## DIRECTIONS
Your answer should be an exact copy of the data.

### THE RECORDS

PR #5123, opened 2024-01-23
Support for I64 and I64 image atomics

JMS55:
**Connections**
Implements https://github.com/gfx-rs/wgpu/issues/5009

**Description**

######

## SOLVED PROBLEM
PR #5123, opened 2024-01-23
Support for I64 and I64 image atomics

JMS55:
**Connections**
Implements https://github.com/gfx-rs/wgpu/issues/5009

**Description**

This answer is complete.